DocVault is developed on the main branch, and security fixes are applied there. We support the latest released 1.x line.

Please report security vulnerabilities privately — do not open a public GitHub issue for them.

Email: iseearedduck at duck dot com

Maintainers: replace the address above with a real, monitored security contact before publishing this repository.

Include as much detail as you can: affected version/commit, a description of the issue, reproduction steps, and any potential impact. We aim to acknowledge reports within a few business days and will keep you updated on remediation.

Please give us reasonable time to investigate and release a fix before any public disclosure.

DocVault is designed to run on a private network — for example behind Tailscale or another trusted/WireGuard-style overlay.

• Running over plain HTTP is acceptable only on a trusted private network (e.g. a Tailscale tailnet, where traffic is already encrypted in transit).
• If you expose DocVault to the public internet, always put it behind HTTPS (a reverse proxy such as Caddy or nginx terminating TLS). Do not serve the API over plain HTTP on a public address.
• The API binds to 127.0.0.1 by default (DOCVAULT_SERVER_HOST). Only widen the bind address when something in front of it (reverse proxy / private network) controls who can reach it.

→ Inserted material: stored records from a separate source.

PR #122, opened 2018-03-05
Adding digestUtil tests for coverage

werkt:


src/test/java/build/buildfarm/common/DigestUtilTest.java
```diff
@@ -16,58 +16,89 @@
...
   }
 
   @Test
-  public void computesSha1Hash() {
-    ByteString content = ByteString.copyFromUtf8("bazel");
-    DigestUtil util = new DigestUtil(DigestUtil.HashFunction.SHA1);
-    Digest digest = util.compute(content);
-    assertThat(digest.getHash()).isEqualTo("287d5d65c10a8609e9c504c81f650b0e1669a824");
+  public void unrecognizedHashFunctionThrows() {
+    exception.expect(IllegalArgumentException.class);
```
ola-rozenfeld: move to @test to save a line?

src/main/java/build/buildfarm/common/DigestUtil.java
```diff
@@ -91,6 +91,13 @@ private ActionKey(Digest digest) {
   private final HashFunction hashFn;
   private final Digest empty;
 
+  public static DigestUtil forHash(String hashName) {
```
ola-rozenfeld: Just curious, where do you anticipate needing this function?

werkt: `bf-cat` argument interpretation

werkt: Also the other `bf-*` utils that communicate with instances.

PR #123, opened 2018-03-05
M Adding memory-instance-tests

werkt:


src/test/java/build/buildfarm/instance/memory/ByteStringStreamSourceTest.java
```diff
@@ -0,0 +1,99 @@
...
+    @Override
+    public void run() {
+      runCount++;
+    }
+  };
+
+  @Test
+  public void closeCallsOnClose() throws IOException {
+    CountingRunnable counter = new CountingRunnable();
+    ByteStringStreamSource source = new ByteStringStreamSource(counter);
```
ola-rozenfeld: Note you could also do it with mocks -- verifying how many times was something called is a very typical mock use-case. But it's simple enough either way, so up to you.

src/test/java/build/buildfarm/instance/memory/ByteStringStreamSourceTest.java
```diff
@@ -0,0 +1,99 @@
...
+
+  @Test
+  public void skipBlocksForInput() throws IOException, InterruptedException {
+    ByteStringStreamSource source = new ByteStringStreamSource(() -> {});
+    InputStream inputStream = source.openStream();
+    Thread thread = new Thread(() -> {
+      try {
+        assertThat(inputStream.skip(1)).isEqualTo(1);
+      } catch (IOException e) {
+        assertThat(false).isTrue();
```
ola-rozenfeld: Why do you need this catch at all? If IOException is thrown here, wouldn't you get a meaningful test failure? I guess if it doesn't compile otherwise, putting a fail("Unexpected IOException: " + e) will be better.

src/test/java/build/buildfarm/instance/memory/ByteStringStreamSourceTest.java
```diff
@@ -0,0 +1,99 @@
...
+
+  @Test
+  public void skipNegativePreventsSkip() throws IOException {
+    ByteStringStreamSource source = new ByteStringStreamSource(() -> {});
+    InputStream inputStream = source.openStream();
+    assertThat(inputStream.skip(-1)).isEqualTo(0);
+  }
+
+  @Test
+  public void skipBlocksForInput() throws IOException, InterruptedException {
```
ola-rozenfeld: Maybe add another test that read behaves the same way?

src/test/java/build/buildfarm/instance/memory/MemoryLRUContentAddressableStorageTest.java
```diff
@@ -0,0 +1,64 @@
...
+
+  @Test
+  public void expireShouldCallOnExpiration() {
+    ContentAddressableStorage storage = new MemoryLRUContentAddressableStorage(10);
+
+    DigestUtil sha1DigestUtil = new DigestUtil(DigestUtil.HashFunction.SHA256);
+    CountingRunnable onExpiration = new CountingRunnable();
+    storage.put(new Blob(ByteString.copyFromUtf8("stdout"), sha1DigestUtil), onExpiration);
+    assertThat(onExpiration.runCount).isEqualTo(0);
+    storage.put(new Blob(ByteString.copyFromUtf8("stderr"), sha1DigestUtil));
```
ola-rozenfeld: Maybe add another small test that the total size works as expected, expiring entries exactly after the limit is reached? I understand there's quite a few tests that could be added here, but that one should be copy/paste of this test case, more or less.

src/test/java/build/buildfarm/instance/memory/ByteStringStreamSourceTest.java
werkt: Added!

src/test/java/build/buildfarm/instance/memory/ByteStringStreamSourceTest.java
```diff
@@ -0,0 +1,115 @@
...
+
+@RunWith(JUnit4.class)
+public class ByteStringStreamSourceTest {
+  @Test
+  public void closeCallsOnClose() throws IOException {
+    Runnable mockOnClose = mock(Runnable.class);
+    ByteStringStreamSource source = new ByteStringStreamSource(mockOnClose);
+    verify(mockOnClose, never()).run();
+    source.getOutputStream().close();
+    verify(mockOnClose).run();
```
ola-rozenfeld: nit: verify(mockOnClose, times(1)).run();
And ditto in all other cases. I think the default verifies at least once, not exactly once.

PR #128, opened 2018-03-16
L OutputDirectories implementation

werkt:


ola-rozenfeld:
Will definitely review before the end of the week, sorry!

src/main/java/build/buildfarm/worker/ReportResultStage.java
```diff
@@ -186,19 +185,112 @@ protected OperationContext tick(OperationContext operationContext) throws Interr
...
-          policy,
+          workerContext.getFileCasPolicy(),
           contents,
           inlineContentBytes,
           workerContext.getInlineContentLimit(),
           () -> outputFileBuilder.setContent(content),
           (fileContent) -> outputFileBuilder.setDigest(getDigestUtil().compute(fileContent)));
     }
 
+    for (String outputDir : outputDirs) {
```
ola-rozenfeld: I would highly recommend to use an implementation similar to https://github.com/bazelbuild/bazel/blob/master/src/main/java/com/google/devtools/build/lib/remote/AbstractRemoteActionCache.java#L289
It is much easier to understand (to me, at least), and also more efficient in not computing the digests to upload twice (I guess you can also fix the inefficiency here by maintaining a similar map of digest to path or byte[]).

This will also allow you to optimize later by not loading all the contents to upload into memory at once (I suspect that you will have to do this soon).

Perhaps more importantly, the dirents of each directory need to be sorted per https://github.com/googleapis/googleapis/blob/master/google/devtools/remoteexecution/v1test/remote_execution.proto#L457. IIUC, walkFileTree gives no order guarantees.

src/main/java/build/buildfarm/worker/ReportResultStage.java
```diff
@@ -186,19 +185,112 @@ protected OperationContext tick(OperationContext operationContext) throws Interr
...
+          FileNode.Builder fileNodeBuilder = currentDirectory.addFilesBuilder()
+              .setName(file.getFileName().toString())
+              .setDigest(getDigestUtil().compute(content))
+              .setIsExecutable(Files.isExecutable(file));
+          return FileVisitResult.CONTINUE;
+        }
+
+        @Override
+        public FileVisitResult preVisitDirectory(Path dir, BasicFileAttributes attrs) throws IOException {
+          path.push(currentDirectory);
```
ola-rozenfeld: Are you sure you need to push current directory when it is equal to the root? It seems to break the invariant that currentDirectory's parent is equal to stack.top

src/test/java/build/buildfarm/worker/OutputDirectoryTest.java
```diff
@@ -0,0 +1,51 @@
...
+    assertThat(outputDirectory).doesNotContainKey("foo");
+    assertThat(outputDirectory).containsKey("bar");
+    assertThat(outputDirectory.get("bar")).isEmpty();
+  }
+
+  @Test
+  public void outputDirectoryParsesOutputDirs() {
+    OutputDirectory outputDirectory = OutputDirectory.parse(
+        ImmutableList.<String>of(),
+        ImmutableList.<String>of("bar/baz", "foo"));
```
ola-rozenfeld: As noted, corner cases include directories with + in the name (or anything that sorts below /), like [a,a+b,a/b,aa/], etc.

src/main/java/build/buildfarm/worker/OutputDirectory.java
```diff
@@ -0,0 +1,82 @@
...
+    return parseDirectories(Iterables.mergeSorted(
+        ImmutableList.<Iterable<String>>of(
+            Iterables.transform(
+                outputFiles,
+                (file) -> file.contains("/") ? file.substring(0, file.lastIndexOf('/') + 1) : ""),
+            outputDirs),
+        (a, b) -> a.compareTo(b)));
+  }
+
+  private static OutputDirectory parseDirectories(Iterable<String> outputDirs) {
```
ola-rozenfeld: Do I understand correctly that the only usage of this class is so you could create all the directories involved (stamp)?
If that is the case, why not use mkdirs every time you need to create an output, like https://github.com/bazelbuild/bazel/blob/master/src/tools/remote/src/main/java/com/google/devtools/build/remote/worker/ExecutionServer.java#L201 ?

werkt: It is actually used as an efficient predicate for the symlinked directory optimization - a `linkInputs` subdirectory cannot be symlinked if it leads to an output path. Output files must have real and operation independent directories all the way up to the `execRoot`.

ola-rozenfeld: Ah, thank you. In that case, a nit: I think composition is better than inheritance. You want expose the users of this class to a very narrow subset of the HashMap interface (no modification, iteration not necessary either, just is-in check), and in fact it's not even a subset, the fact that you use a hashmap and not something else is an implementation detail. For me, a reason to inherit from X is only if I need to use instances of MyClass outside of MyClass in contexts where an X is expected.

src/main/java/build/buildfarm/worker/OutputDirectory.java
```diff
@@ -0,0 +1,89 @@
...
+import java.util.Map;
+import java.util.Stack;
+
+// would be great to be able to inherit from ImmutableMap...
+public class OutputDirectory extends HashMap<String, OutputDirectory> {
+  private OutputDirectory() {
+  }
+
+  public static OutputDirectory parse(Iterable<String> outputFiles, Iterable<String> outputDirs) {
+    return parseDirectories(Iterables.mergeSorted(
```
ola-rozenfeld: Wait, now you no longer need to sort them here, right?
In fact, I think if you add a:
Iterables.transform(outputDirs, (d) -> d.charAt(d.length() - 1) == '/') ? d : d + "/")
here and leave the mergeSorted, then you don't have to do anything extra in the next function, and the code will be more obviously correct (everything has a / or is an empty string, no assumptions on input).

src/main/java/build/buildfarm/worker/ReportResultStage.java
werkt: Having looked at the bazel implementation, I would say it falls short of my ideal. It should, for each path to upload: start a digesting chunker (that computes a digest in a single pass of the file) and on completion decrements a latch count, which releases the action result `build()` and post. I will try to cruft that up.

src/main/java/build/buildfarm/worker/OutputDirectory.java
werkt: Completely agree with that, I'll cut it down.

src/main/java/build/buildfarm/worker/OutputDirectory.java
werkt: I will still need to sort the transformed Iterable - `mergeSorted` is predicated on non-descending order for the set of Iterables

werkt: Yeah, the `mergeSorted` is no longer applicable with your correct observation that the initial sorting of output files/dirs is not sufficient for sorting 'parent directory comes first'. This needs to become a `concat`, and everything has a / is my invariant (no empty strings)

werkt:
I've update this, but it now has a dependency on a separate change I made for Chunker during my endpoint factorization. I have not implemented the policy issues we've discussed (output files in output dirs, nested output dirs, root level output dir) yet.

ola-rozenfeld:
Also, please check out Jakob's change
https://github.com/bazelbuild/bazel/commit/ff008f445905bf6f4601a368782b620f7899d322
You might want to include some of these in your implementation.

src/main/java/build/buildfarm/worker/OutputDirectory.java
```diff
@@ -0,0 +1,122 @@
...
+
+    Builder currentBuilder = builder;
+    String prefix = "/";
+    for (String outputDir : sortedOutputDirs) {
+      while (!outputDir.startsWith(prefix)) {
+        currentBuilder = stack.pop();
+        int upPathSeparatorIndex = prefix.lastIndexOf('/', prefix.length() - 2);
+        prefix = prefix.substring(0, upPathSeparatorIndex + 1);
+      }
+      String prefixedFile = outputDir.substring(prefix.length(), outputDir.length() - 1);
```
pcj: Code fails at line 87 here with a string out of bounds exception when the outputDir is identical to the prefix.  I worked around it with a `if (outputDir.length() == prefix.length()) { continue; }`.  WIth that additional change this PR appears to work for me.

pcj:
Friendly ping here.  I'd like to use some of the newer commits on master but buildfarm is unusable for me without this PR, so unless there is an architectural issue here, I'd vote to see it in.  Until then I'm maintaining a separate branch off this one with a few cherry-picks.

ola-rozenfeld:
Will review today, sorry!

src/main/java/build/buildfarm/worker/UploadManifest.java
```diff
@@ -0,0 +1,338 @@
...
+   * directory, including the descendants, can be reconstructed and 2) uploading all the
+   * non-directory descendant files.
+   *
+   * <p>Attempting to a upload symlink results in a {@link
+   * IllegalStateException}, since cachable actions shouldn't emit symlinks.
+   */
+  public void addFiles(Iterable<Path> files, CASInsertionPolicy policy)
+      throws IllegalStateException, IOException, InterruptedException {
+    for (Path file : files) {
+      // TODO(ulfjack): Maybe pass in a SpawnResult here, add a list of output files to that, and
```
ola-rozenfeld: Remove comment

src/main/java/build/buildfarm/worker/UploadManifest.java
```diff
@@ -0,0 +1,338 @@
...
+      // rely on the local spawn runner to stat the files, instead of statting here.
+      FileStatus stat = statIfFound(file, /* followSymlinks= */ false);
```
ola-rozenfeld: Instead you could split the addFile and addDirectory methods which would allow you to make the expected output type check that we discussed.

src/main/java/build/buildfarm/worker/UploadManifest.java
```diff
@@ -0,0 +1,338 @@
...
+      // If this codepath is ever hit, then this method should be rewritten to properly distinguish
+      // between not-found exceptions and others.
+      throw new IllegalStateException(e);
+    }
+  }
+
+  private static Dirent.Type direntTypeFromStat(FileStatus stat) {
+    if (stat == null) {
+      return Dirent.Type.UNKNOWN;
+    } else if (stat.isSpecialFile()) {
```
ola-rozenfeld: nit: remove all the else's:

     if (<case1>) {
       return <v1>
     }
     if (<case2>) {
       return <v2>
     }

etc

src/test/java/build/buildfarm/worker/OutputDirectoryTest.java
ola-rozenfeld: Your current code should work well with these, but would still be good to have one test with these values, to prevent future regressions.

src/main/java/build/buildfarm/worker/OutputDirectory.java
```diff
@@ -0,0 +1,125 @@
...
+        continue;
+      }
+      String prefixedFile = outputDir.substring(prefix.length(), outputDir.length() - 1);
+      while (prefixedFile.length() > 0) {
+        int separatorIndex = prefixedFile.indexOf('/');
+        if (separatorIndex == 0) {
+          throw new IllegalArgumentException("double separator in output directory");
+        }
+
+        String directoryName = separatorIndex == -1 ? prefixedFile : prefixedFile.substring(0, separatorIndex);
```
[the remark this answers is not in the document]
werkt: too right, this actually highlighted a problem in my iteration - I was clipping the trailing slash off of the initial prefixedFile. Fix forthcoming.

src/main/java/build/buildfarm/worker/ReportResultStage.java
```diff
@@ -81,60 +96,69 @@ private DigestUtil getDigestUtil() {
...
+
+    for (Digest digest : digests) {
+      Chunker chunker;
+      Path file = digestToFile.get(digest);
+      if (file != null) {
+        chunker = new Chunker(file, digest);
+      } else {
+        chunker = digestToChunkers.get(digest);
+        if (chunker == null) {
+          String message = "FindMissingBlobs call returned an unknown digest: " + digest;
```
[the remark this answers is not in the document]
werkt: agreed, a null chunker will just be omitted in a fix.

src/main/java/build/buildfarm/worker/OutputDirectory.java
```diff
@@ -0,0 +1,82 @@
...
+  }
+
+  private static OutputDirectory parseDirectories(Iterable<String> outputDirs) {
+    OutputDirectory outputDirectory = new OutputDirectory();
+    Stack<OutputDirectory> stack = new Stack<>();
+
+    OutputDirectory currentOutputDirectory = outputDirectory;
+    String prefix = "";
+    for (String outputDir : outputDirs) {
+      while (!outputDir.startsWith(prefix)) {
```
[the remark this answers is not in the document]
werkt: I believe you were referring to these below in your comments about wanting to have these values in the test: I'll have it generate this list with a file 'a/file', in addition to the other two directories, but since 'a' is a parent of 'a/b/c', that violates our preconditions and the action would be rejected prior to this

PR #134, opened 2018-03-23
Correct setting of file permissions on Windows.

excitoon:
Unfortunately one can't set file permissions with `nio` on Windows.

### DIFF
--- a/src/main/java/build/buildfarm/worker/CASFileCache.java
+++ b/src/main/java/build/buildfarm/worker/CASFileCache.java
@@ -25,6 +25,7 @@ import com.google.devtools.remoteexecution.v1test.Directory;
 import com.google.devtools.remoteexecution.v1test.DirectoryNode;
 import com.google.devtools.remoteexecution.v1test.FileNode;
 import io.grpc.StatusRuntimeException;
+import java.io.File;
 import java.io.IOException;
 import java.io.InputStream;
 import java.nio.file.FileVisitResult;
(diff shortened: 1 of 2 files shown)


excitoon:
Rebased and fixed.

src/test/java/build/buildfarm/worker/CASFileCacheTest.java
```diff
@@ -49,8 +49,7 @@
   private Map<Digest, ByteString> blobs;
 
   protected CASFileCacheTest(Configuration config) {
-    this.config = config.toBuilder()
-        .build();
+    this.config = config;
```
excitoon: Well, actually, I thought it may be useful for future improvements of the test.

src/main/java/build/buildfarm/worker/CASFileCache.java
```diff
@@ -347,12 +346,7 @@ public Path put(Digest digest, boolean isExecutable, Digest containingDirectory)
   }
 
   private static void setPermissions(Path path, boolean isExecutable) throws IOException {
-    ImmutableSet.Builder<PosixFilePermission> perms = new ImmutableSet.Builder<PosixFilePermission>()
-      .add(PosixFilePermission.OWNER_READ);
-    if (isExecutable) {
-      perms.add(PosixFilePermission.OWNER_EXECUTE);
-    }
-    Files.setPosixFilePermissions(path, perms.build());
+    new File(path.toString()).setExecutable(false, isExecutable);
```
ianoc: @excitoon this looks like this breaks linux? this change doesn't seem to set executable permissions on files extracted from the cache at all. I think this should look like `.setExecutable(isExecutable, true)`

excitoon: Yeah, you're right. Somehow I thought first argument is for other users and second is for owner.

• Set DOCVAULT_AUTH_SECRET_KEY to a strong random value (openssl rand -hex 32). Sessions/tokens depend on it — never run with an empty or default key.
• chmod 600 .env so credentials and secrets are not world-readable.
• Set DOCVAULT_WORKER_TOKEN whenever the worker port (default 8001) is reachable by anyone other than the API on localhost.
• Scope API tokens minimally — grant only the read, write, or admin scopes a given bot or integration actually needs.
• Use a strong, unique PostgreSQL password (DOCVAULT_DATABASE_URL) and do not expose the database port publicly.
• Keep dependencies up to date and rebuild after pulling security fixes.